You can see the birds outside, but your closed windows keep you from hearing them. So what's a backyard birder to do until it's possible to follow the birds South in the Winter? Birders by the hundreds make the best of it by flipping on their ChirpSounds wireless bird microphone systems and listening to the cheerful chirping right through their windows! There are many songs to be heard, but we also hear wings as they fly in and out, feet on perches, little squabbles over the best perches (pecking order?), and environmental sounds like breezes in the leaves above, dry leaves being pushed across the flagstones, and seeds dropping when it's really quiet. Sometimes we even hear seeds cracking open as the birds quietly eat. Having a ChirpSounds system lets us hear all of their activity, including the quiet sounds we could never get close enough to hear before. Now we have an amplified way to hear all of it from inside.
One of my favorite sounds made by birds comes from a species that will be migrating away soon, the Dark-Eyed Junco. They have what sound like little mini ray gun gun battles! When using the first ever proof-of-concept prototype, this was my very first, "what the heck is that" discovery. That was 15+ years ago, and I still enjoy them. I've also heard them scratching the snow away by jumping up and raking their feet backwards. So cool.
Listen to the video recording I made of them:
Another favorite Winter bird song of mine is the American Bluebird, but I also love the very high-pitched, sing-song vocalizations of White-Throated Sparrows. And who doesn't love the loud and cheery song of the Northern Cardinal?
We also pick up a variety of other songs from visitors and some that can be heard, but don't actually come into the yard. This is why one of the reviewers said, "It's like binoculars for your ears!" Those other birds usually include: House Finches,
American Goldfinches, English Sparrows, Black-capped Chickadees, Tufted Titmouse (Is the plural Titmice?), White-Breasted Nuthatches (had some rare-for-these-parts Red-Breasted Nuthatches too this Winter), Red-Bellied, Downey, and Hairy Woodpeckers, European Starlings, Mourning Doves cooing and flying with their squeaky wing feathers, Blue Jays, and "will-that-thing-ever-shut-up? Carolina Wrens. Rarely, we'll hear Pileated Woodpeckers and Coopers Hawks from afar, but have never seen them near our patio.

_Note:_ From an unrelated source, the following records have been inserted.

PR #271, opened 2023-03-29
telemetry API

TingDaoK:
- Support get the telemetry after each single request


include/aws/s3/s3_client.h
```diff
@@ -233,6 +283,15 @@ struct aws_s3_client_config {
...
     void *shutdown_callback_user_data;
 
+    /**
+     * Optional.
+     * To get telemetry metrics when a single request finishes.
+     * If set the request will keep track the metrics from `aws_s3_request_metrics`, and fire the callback when the
+     * request finishes receiving response.
+     */
+    aws_s3_meta_request_telemetry_fn *telemetry_callback;
+    void *telemetry_callback_user_data;
```
waahm7, line 293: I think it will be multiple callbacks like part start , part end etc. `telemetry_callback` is not a good name, maybe something like `on_requst_finished_callback`

include/aws/s3/s3_client.h
```diff
@@ -142,6 +142,56 @@ typedef void(aws_s3_meta_request_shutdown_fn)(void *user_data);
...
+    /* X-AMZ-REQUEST-ID Header value. */
+    struct aws_byte_cursor request_id;
+    /* The IP address of the request connected to */
+    struct aws_byte_cursor ip_address;
+
+    struct {
+        /* The total time for the single request started sending to finish (response received or failed). */
+        uint64_t total_duration_time_ns;
+        /* The time for the request started sending to start receiving response. */
+        uint64_t response_latency_time_ns;
```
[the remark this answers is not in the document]
graebm: also, we need some way to indicate "data not available", but 0 could be a real value for the durations...

we could either say "0 for timestamps means it didn't happen"
or use -1 if we go with `int64_t`

include/aws/s3/s3_client.h
```diff
@@ -142,6 +142,56 @@ typedef void(aws_s3_meta_request_shutdown_fn)(void *user_data);
...
+        uint32_t response_status;
+        /* HTTP Headers of the response received. */
+        struct aws_http_headers *response_headers;
+        /* The request line: method, path and query of the request.  */
+        struct aws_byte_cursor request_line;
+    } req_resp_info_metrics;
+
+    struct {
+        /* The pointer ID to the connection that request was made from */
+        size_t connection_id;
```
graebm, line 178: also useful: whether this was the 1st or 40th request on a given connection. maybe named: connection_request_count

include/aws/s3/private/s3_request.h
```diff
@@ -23,6 +24,62 @@ enum aws_s3_request_flags {
...
 
+/**
+ * Information sent in the meta_request telemetry callback.
+ */
+struct aws_s3_request_metrics {
+    struct aws_allocator *allocator;
+
+    struct {
+        /* The time stamp when the request started by S3 client, which is prepared time by the client */
+        uint64_t start_timestamp_ns;
```
JonathanHenson, line 35: Is it a time stamp? That implies I can convert this number to a calendar date and time. Is that the case or is it from the monotonic clock?

TingDaoK: They are from the monotonic clock, I'll add document about it, thanks!

include/aws/s3/private/s3_util.h
```diff
@@ -144,6 +144,8 @@ AWS_S3_API
 extern const struct aws_byte_cursor g_range_header_name;
 
 extern const struct aws_byte_cursor g_if_match_header_name;
+AWS_S3_API
+extern const struct aws_byte_cursor g_request_id_header_name;
```
DmitriyMusatkin, line 148: do we really want to expose symbols for this header value?
if we need those headers in test should we just make them constant exposed in the header instead of externs?

include/aws/s3/s3_client.h
```diff
@@ -653,12 +675,119 @@ struct aws_s3_meta_request *aws_s3_meta_request_acquire(struct aws_s3_meta_reque
...
+ * Release a reference.
+ * When the reference count drops to 0, this object will be cleaned up.
+ * It's OK to pass in NULL (nothing happens).
+ * Always returns NULL.
+ */
+AWS_S3_API
+struct aws_s3_request_metrics *aws_s3_request_metrics_release(struct aws_s3_request_metrics *metrics);
+
+/*************************************  Getters for s3 request metrics ************************************************/
+/* Ge the request ID from aws_s3_request_metrics, AWS_ERROR_S3_METRIC_DATA_NOT_AVAILABLE will be raised when data
```
DmitriyMusatkin, line 705: nit: typo

include/aws/s3/s3_client.h
```diff
@@ -653,12 +675,119 @@ struct aws_s3_meta_request *aws_s3_meta_request_acquire(struct aws_s3_meta_reque
...
+ * unavailable */
+AWS_S3_API
+int aws_s3_request_metrics_get_request_id(
+    const struct aws_s3_request_metrics *metrics,
+    struct aws_byte_cursor *request_id);
```
DmitriyMusatkin, line 710: should we explicitly name the out variables? ex out_request_id

include/aws/s3/private/s3_request.h
```diff
@@ -23,6 +24,69 @@ enum aws_s3_request_flags {
...
+        uint64_t receiving_duration_ns;
+    } time_metrics;
+
+    struct {
+        /* Response status code for the request */
+        int response_status;
+        /* HTTP Headers of the response received. */
+        struct aws_http_headers *response_headers;
+        /* The request line: method, path and query of the request. */
+        struct aws_byte_buf request_path_query;
```
DmitriyMusatkin, line 71: should we add the whole url? with virtual host addressing, path will not have bucket

include/aws/s3/private/s3_request.h
```diff
@@ -23,6 +24,69 @@ enum aws_s3_request_flags {
...
+        struct aws_byte_buf ip_address;
+        /* The pointer to the connection that request was made from */
+        void *connection_id;
+        /* The aws_thread_id_t to the thread that request ran on */
+        aws_thread_id_t thread_id;
+        /* The stream-id, which is the idex when the stream was activated. */
+        size_t stream_id;
+        /* CRT error code when the aws_s3_request finishes. */
+        int error_code;
+    } crt_info_metrics;
```
DmitriyMusatkin, line 85: from the doc in the header its confusing what those metrics are? do we send them per request?

include/aws/s3/private/s3_request.h
```diff
@@ -23,6 +24,69 @@ enum aws_s3_request_flags {
     AWS_S3_REQUEST_FLAG_ALWAYS_SEND = 0x00000004,
 };
 
+/**
+ * Information sent in the meta_request telemetry callback.
+ */
+struct aws_s3_request_metrics {
```
DmitriyMusatkin, line 30: should we expose extra things like num_parts, bytes_transferred?

include/aws/s3/private/s3_request.h
```diff
@@ -23,6 +24,69 @@ enum aws_s3_request_flags {
...
+        struct aws_http_headers *response_headers;
+        /* The request line: method, path and query of the request. */
+        struct aws_byte_buf request_path_query;
+    } req_resp_info_metrics;
+
+    struct {
+        /* The IP address of the request connected to */
+        struct aws_byte_buf ip_address;
+        /* The pointer to the connection that request was made from */
+        void *connection_id;
```
DmitriyMusatkin, line 78: exposing void * is just leaking implementation detail that id is just pointer. sjold we do size_t for it instead or something else?

include/aws/s3/private/s3_request.h
TingDaoK: I don't get why it's confusing. You mean the intern structures?

include/aws/s3/private/s3_request.h
TingDaoK: I am not sure, the virtual host address seems similar to the ip address, and bucket is kind provided by user?

include/aws/s3/private/s3_request.h
DmitriyMusatkin: maybe i dont understand what `request_path_query` is, but how would it include num parts?

include/aws/s3/private/s3_request.h
DmitriyMusatkin: doc mentions that this is meta_request level metrics, but some of the metrics seem to be at the request level (ex. ip_address).

include/aws/s3/private/s3_request.h
DmitriyMusatkin: virtual host address is just bucket being subdomain. bucket is provided by user, but then user needs to do mapping to figure out complete endpoint this request is addressing. adding whole url would just make it simpler for user which request metric is associated with

include/aws/s3/s3_client.h
```diff
@@ -404,6 +415,17 @@ struct aws_s3_meta_request_options {
...
+    /**
+     * Optional.
+     * To get telemetry metrics when a single request finishes.
+     * If set the request will keep track the metrics from `aws_s3_request_metrics`, and fire the callback when the
+     * request finishes receiving response.
+     *
+     * Note: the callback will be invoked multiple times from different thread.
+     * TODO: do we want a separate user data for telemetry callback?
+     */
+    aws_s3_meta_request_telemetry_fn *telemetry_callback;
```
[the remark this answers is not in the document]
waahm7: I think we should also mention that the data is not valid beyond the lifetime of the callback. They should acquire/release a reference if required.

include/aws/s3/s3_client.h
```diff
@@ -653,12 +675,121 @@ struct aws_s3_meta_request *aws_s3_meta_request_acquire(struct aws_s3_meta_reque
...
+
+/* Ge the start time stamp when request was sent to the network channel from aws_s3_request_metrics.
+ * AWS_ERROR_S3_METRIC_DATA_NOT_AVAILABLE will be raised if the request was end before it gets sent. */
+AWS_S3_API
+int aws_s3_request_metrics_get_send_start_timestamp_ns(
+    const struct aws_s3_request_metrics *metrics,
+    uint64_t *out_send_start_time);
+
+AWS_S3_API
+int aws_s3_request_metrics_get_send_end_timestamp_ns(
```
waahm7, line 737: I think we should add docs for all the functions and mention if they will be always available or not. Since the actual struct is now private, we should copy paste the documentation here as well.

include/aws/s3/private/s3_request.h
```diff
@@ -23,6 +24,69 @@ enum aws_s3_request_flags {
...
+
+        /* The time stamp when the request started to be encoded. 0 means data not available. Timestamp
+         * are from `aws_high_res_clock_get_ticks` */
+        uint64_t send_start_timestamp_ns;
+        /* The time stamp when the request finished to be encoded. 0 means data not available.
+         * Timestamp are from `aws_high_res_clock_get_ticks` */
+        uint64_t send_end_timestamp_ns;
+        /* The time duration for the request from start encoding to finish encoding (send_end_timestamp_ns -
+         * send_start_timestamp_ns). When send_end_timestamp_ns is 0, means data not available. */
+        uint64_t sending_duration_ns;
```
waahm7, line 52: Did we decide on https://github.com/awslabs/aws-c-s3/pull/271#discussion_r1152314703? I think it would be nice to be consistent with http layer.

source/s3_request.c
```diff
@@ -59,6 +75,19 @@ void aws_s3_request_clean_up_send_data(struct aws_s3_request *request) {
...
     aws_signable_destroy(request->send_data.signable);
     request->send_data.signable = NULL;
+    if (request->send_data.metrics) {
+        /* invoke callback */
+        struct aws_s3_meta_request *meta_request = request->meta_request;
+        struct aws_s3_request_metrics *metric = request->send_data.metrics;
+        aws_high_res_clock_get_ticks(&metric->time_metrics.end_timestamp_ns);
+        metric->time_metrics.total_duration_ns =
+            metric->time_metrics.end_timestamp_ns - metric->time_metrics.start_timestamp_ns;
+        /* End the timestamp */
```
waahm7, line 85: I am confused about this comment. Is this misplaced?

source/s3_request.c
```diff
@@ -59,6 +75,19 @@ void aws_s3_request_clean_up_send_data(struct aws_s3_request *request) {
...
+        if (meta_request->telemetry_callback) {
+            meta_request->telemetry_callback(meta_request, metric, meta_request->user_data);
```
waahm7, line 87: Is this the right place to trigger this callback? We also call this function in `aws_s3_request_setup_send_data`

TingDaoK: I think yes.

https://github.com/awslabs/aws-c-s3/blob/main/include/aws/s3/private/s3_request.h#L84

The send_data should be around for each time the request is sent, so, if any error or retries happens for the aws_s3_request, we will still get the metrics for that time the real http request sent/to be sent.

include/aws/s3/private/s3_request.h
TingDaoK: For put parts, it will have the part number in it, but, for multipart get, it is not.

I'll add the part number to be easier for the user

include/aws/s3/private/s3_request.h
TingDaoK: In my opinion, the reason we used int64_t to have the data unavailable easy to check, but we provide the getters with error, so I guess it will make more sense for those value to be unsigned, as they should never less than zero.

include/aws/s3/private/s3_request.h
TingDaoK: So, should it be the host header of the request? I can add that

include/aws/s3/private/s3_request.h
TingDaoK: But, for multipart get, we were actually doing ranged-get, which is different from get parts. I guess it can be confused to the user as well.

include/aws/s3/private/s3_request.h
TingDaoK: changed the getter to return a size_t

source/s3_meta_request.c
```diff
@@ -974,6 +984,21 @@ static int s_s3_meta_request_incoming_headers(
...
+        if (s3_metrics->req_resp_info_metrics.response_headers == NULL) {
+            s3_metrics->req_resp_info_metrics.response_headers = aws_http_headers_new(meta_request->allocator);
+        }
+
+        for (size_t i = 0; i < headers_count; ++i) {
+            const struct aws_byte_cursor *name = &headers[i].name;
+            const struct aws_byte_cursor *value = &headers[i].value;
+
+            aws_http_headers_add(s3_metrics->req_resp_info_metrics.response_headers, *name, *value);
+        }
```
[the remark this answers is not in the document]
TingDaoK: oh, the headers from callback will be invoked repeatedly here and is only part of the whole headers of the response. So, it's better to create our own copy. And we did the same thing couple line down there.

waahm7 (approved):

include/aws/s3/s3_client.h
```diff
@@ -661,12 +686,130 @@ struct aws_s3_meta_request *aws_s3_meta_request_acquire(struct aws_s3_meta_reque
...
+
+/* Get the start time stamp when request was sent to the network channel from aws_s3_request_metrics.
+ * AWS_ERROR_S3_METRIC_DATA_NOT_AVAILABLE will be raised if the request ended before it gets sent. */
+AWS_S3_API
+int aws_s3_request_metrics_get_send_start_timestamp_ns(
+    const struct aws_s3_request_metrics *metrics,
+    uint64_t *out_send_start_time);
+
+AWS_S3_API
+int aws_s3_request_metrics_get_send_end_timestamp_ns(
```
graebm, line 748: trivial: comment each getter, similar to how the underlying struct members are commented.
If there's some boilerplate that applies to every single getter (like how they're using the high resolution clock) you could just have that once, like on the forward declaration of `struct aws_s3_request_metrics`. Ultimately that will go on the class declaration when we bind it to Java

include/aws/s3/s3_client.h
```diff
@@ -661,12 +686,130 @@ struct aws_s3_meta_request *aws_s3_meta_request_acquire(struct aws_s3_meta_reque
...
+    const struct aws_s3_request_metrics *metrics,
+    uint64_t *out_receive_end_time);
+
+AWS_S3_API
+int aws_s3_request_metrics_get_receiving_duration_ns(
+    const struct aws_s3_request_metrics *metrics,
+    uint64_t *out_receiving_duration);
+
+AWS_S3_API
+int aws_s3_request_metrics_get_response_status(const struct aws_s3_request_metrics *metrics, int *out_response_status);
```
graebm, line 773: trivial/debatable: ~status~ -> `status_code`

"status" is just so vague

include/aws/s3/s3_client.h
```diff
@@ -661,12 +686,130 @@ struct aws_s3_meta_request *aws_s3_meta_request_acquire(struct aws_s3_meta_reque
...
+
+AWS_S3_API
+int aws_s3_request_metrics_get_connection_id(const struct aws_s3_request_metrics *metrics, size_t *out_connection_id);
+
+/* Get the thread ID of the thread that request was made from */
+AWS_S3_API
+int aws_s3_request_metrics_get_thread_id(const struct aws_s3_request_metrics *metrics, aws_thread_id_t *out_thread_id);
+
+AWS_S3_API
+int aws_s3_request_metrics_get_request_stream_id(const struct aws_s3_request_metrics *metrics, size_t *out_stream_id);
```
graebm, line 807: shouldn't stream_id be uint32_t?

include/aws/s3/s3_client.h
```diff
@@ -661,12 +686,130 @@ struct aws_s3_meta_request *aws_s3_meta_request_acquire(struct aws_s3_meta_reque
...
+
+/* Get the AWS CRT error code from request metics. */
```
graebm, line 809:
```suggestion
/* Get the AWS CRT error code from request metrics. */
```

include/aws/s3/s3_client.h
```diff
@@ -661,12 +686,130 @@ struct aws_s3_meta_request *aws_s3_meta_request_acquire(struct aws_s3_meta_reque
...
+
+AWS_S3_API
+int aws_s3_request_metrics_get_response_headers(
+    const struct aws_s3_request_metrics *metrics,
+    struct aws_http_headers **out_response_headers);
+
+AWS_S3_API
+void aws_s3_request_metrics_get_request_path_query(
+    const struct aws_s3_request_metrics *metrics,
+    struct aws_byte_cursor *out_request_path_query);
```
graebm, line 783: trivial: I would use aws_string for these string properties, instead of aws_byte_cursor/aws_byte_buf

source/s3_request.c
```diff
@@ -95,3 +124,259 @@ static void s_s3_request_destroy(void *user_data) {
...
+
+    (void)err;
+    aws_ref_count_init(&metrics->ref_count, metrics, s_s3_request_metrics_destroy);
+
+    return metrics;
+}
+struct aws_s3_request_metrics *aws_s3_request_metrics_acquire(struct aws_s3_request_metrics *metrics) {
+    if (!metrics) {
+        return NULL;
+    }
```
graebm, line 173:
```suggestion
    AWS_PRECONDITION(metrics);
```

only destroy() and release() functions should tolerate NULL

source/s3_request.c
```diff
@@ -95,3 +124,259 @@ static void s_s3_request_destroy(void *user_data) {
...
+
+int aws_s3_request_metrics_get_receiving_duration_ns(
+    const struct aws_s3_request_metrics *metrics,
+    uint64_t *receiving_duration) {
+    AWS_PRECONDITION(metrics);
+    AWS_PRECONDITION(receiving_duration);
+    if (metrics->time_metrics.receive_end_timestamp_ns == 0 || metrics->time_metrics.receive_start_timestamp_ns == 0) {
+        return aws_raise_error(AWS_ERROR_S3_METRIC_DATA_NOT_AVAILABLE);
+    }
+    *receiving_duration = metrics->time_metrics.receiving_duration_ns;
```
graebm, line 284: wouldn't it be less error_prone to continue storing times as int64_t internally, so we could simply use -1 to indicate date not available?
```suggestion
    if (metrics->time_metrics.receiving_duration_ns < 0) {
        return aws_raise_error(AWS_ERROR_S3_METRIC_DATA_NOT_AVAILABLE);
    }
    *receiving_duration = (uint64_t)metrics->time_metrics.receiving_duration_ns;
```

vs doing this thing where 0 maaay be valid from some values, so we better consult two other values

like we were doing in that "Range: 0-0" bug we just had

source/s3_request.c
waahm7: I thought acquire also treats NULL https://github.com/awslabs/aws-c-http/pull/359#discussion_r789280477.

graebm: Huh, I was unaware of this

a quick ctrl-shift-f shows that acquire() functions' tolerance for NULL is wildly inconsistent throughout the codebase :|

whatever, sure, tolerate NULL I could see it both ways
PRO: consistent with release()
CON: the more functions you have that tolerate NULL, the sketchier your codebase gets, as an unexpected NULL gets blows up much later than it might have otherwise

don't super care to spend the time arguing

include/aws/s3/s3_client.h
TingDaoK: Why? I think we have the metrics as the object holding all the data, so this is the getter to fetch the data from the object, will it be better to use `aws_byte_cursor`?

graebm: aws_string is null-terminated, which makes is easier if the user wants to pass it along to things like printf() or other old-fashioned C calls that expect a null-terminated string

waahm7: Additionally, it is easier to reason about the lifetime of aws_string. With a byte_cursor, users must also ensure that the underlying memory is not freed until the lifetime of the byte_cursor.

graebm: I was still proposing the same sketchy lifetime as we'd get with aws_byte_cursor, where we just give them a pointer to the internal data and warn them about lifetimes

source/s3_request.c
```diff
@@ -95,3 +124,285 @@ static void s_s3_request_destroy(void *user_data) {
...
+    *send_end_time = metrics->time_metrics.send_end_timestamp_ns;
+    return AWS_OP_SUCCESS;
+}
+
+int aws_s3_request_metrics_get_sending_duration_ns(
+    const struct aws_s3_request_metrics *metrics,
+    uint64_t *sending_duration) {
+    AWS_PRECONDITION(metrics);
+    AWS_PRECONDITION(sending_duration);
+    if (metrics->time_metrics.send_end_timestamp_ns < 0 || metrics->time_metrics.send_start_timestamp_ns < 0) {
```
graebm, line 263:
```suggestion
    if (metrics->time_metrics.sending_duration_ns < 0) {
```

source/s3_request.c
```diff
@@ -95,3 +124,285 @@ static void s_s3_request_destroy(void *user_data) {
...
+    *receive_end_time = metrics->time_metrics.receive_end_timestamp_ns;
+    return AWS_OP_SUCCESS;
+}
+
+int aws_s3_request_metrics_get_receiving_duration_ns(
+    const struct aws_s3_request_metrics *metrics,
+    uint64_t *receiving_duration) {
+    AWS_PRECONDITION(metrics);
+    AWS_PRECONDITION(receiving_duration);
+    if (metrics->time_metrics.receive_end_timestamp_ns < 0 || metrics->time_metrics.receive_start_timestamp_ns < 0) {
```
graebm, line 299:
```suggestion
    if (metrics->time_metrics.receiving_duration_ns < 0) {
```

source/s3_meta_request.c
```diff
@@ -1060,6 +1085,40 @@ static int s_s3_meta_request_incoming_body(
...
+
+    s3_metrics->crt_info_metrics.stream_id = http_metrics->stream_id;
+
+    /* Also related metrics from the request/response. */
+    s3_metrics->crt_info_metrics.connection_id = (void *)connection->http_connection;
+    const struct aws_socket_endpoint *endpoint = aws_http_connection_get_remote_endpoint(connection->http_connection);
+    struct aws_byte_cursor remote_address = aws_byte_cursor_from_c_str(endpoint->address);
+
+    request->send_data.metrics->crt_info_metrics.ip_address =
+        aws_string_new_from_cursor(request->allocator, &remote_address);
```
graebm, line 1116: trivial:
```suggestion
    request->send_data.metrics->crt_info_metrics.ip_address =
        aws_string_new_from_c_str(request->allocator, endpoint->address);
```

include/aws/s3/s3_client.h
```diff
@@ -661,12 +686,172 @@ struct aws_s3_meta_request *aws_s3_meta_request_acquire(struct aws_s3_meta_reque
...
+
+/*************************************  Getters for s3 request metrics ************************************************/
+/**
+ * Get the request ID from aws_s3_request_metrics.
+ * If unavailable, AWS_ERROR_S3_METRIC_DATA_NOT_AVAILABLE will be raised.
+ **/
+AWS_S3_API
+int aws_s3_request_metrics_get_request_id(
+    const struct aws_s3_request_metrics *metrics,
+    struct aws_byte_cursor *out_request_id);
```
graebm, line 723: make this a string like the other strings

also, warn about its lifetime

graebm (approved):
fix & ship

include/aws/s3/s3_client.h
```diff
@@ -412,6 +425,18 @@ struct aws_s3_meta_request_options {
...
 
+    /**
+     * Optional.
+     * To get telemetry metrics when a single request finishes.
+     * If set the request will keep track of the metrics from `aws_s3_request_metrics`, and fire the callback when the
+     * request finishes receiving response.
+     * See `aws_s3_meta_request_telemetry_fn`
+     *
+     * Notes:
+     * - The callback will be invoked multiple times from different threads.
```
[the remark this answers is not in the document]
TingDaoK: yes

include/aws/s3/s3_client.h
```diff
@@ -412,6 +425,18 @@ struct aws_s3_meta_request_options {
      */
     aws_s3_meta_request_progress_fn *progress_callback;
 
+    /**
+     * Optional.
+     * To get telemetry metrics when a single request finishes.
```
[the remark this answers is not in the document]
TingDaoK: yes

include/aws/s3/s3_client.h
```diff
@@ -661,12 +686,174 @@ struct aws_s3_meta_request *aws_s3_meta_request_acquire(struct aws_s3_meta_reque
...
+/**
+ * Get the path and query of the request.
+ * If unavailable, AWS_ERROR_S3_METRIC_DATA_NOT_AVAILABLE will be raised.
+ * If available, out_request_path_query will be set to a string. Be warned this string's lifetime is tied to the metrics
+ * object.
+ */
+AWS_S3_API
+void aws_s3_request_metrics_get_request_path_query(
+    const struct aws_s3_request_metrics *metrics,
+    const struct aws_string **out_request_path_query);
```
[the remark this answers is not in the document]
TingDaoK: I'll add the type of request in a follow up PR to be more clear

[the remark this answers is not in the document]
TingDaoK: https://github.com/awslabs/aws-c-s3/pull/287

I'll leave you with this. If you're stressed or feeling down, I invite you to be whisked away to our little cabin by a wooded stream. Watch a 4-minute movie of a non-stop parade of winged visitors at my feeder, while Merlin identifies the birds as it hears them in real time.
Before ChirpSounds we sometimes heard a muffled Blue Jay or American Crow, but most birds just didn't have the volume to punch through the windows, Now we hear it all, and I wouldn't trade it for anything!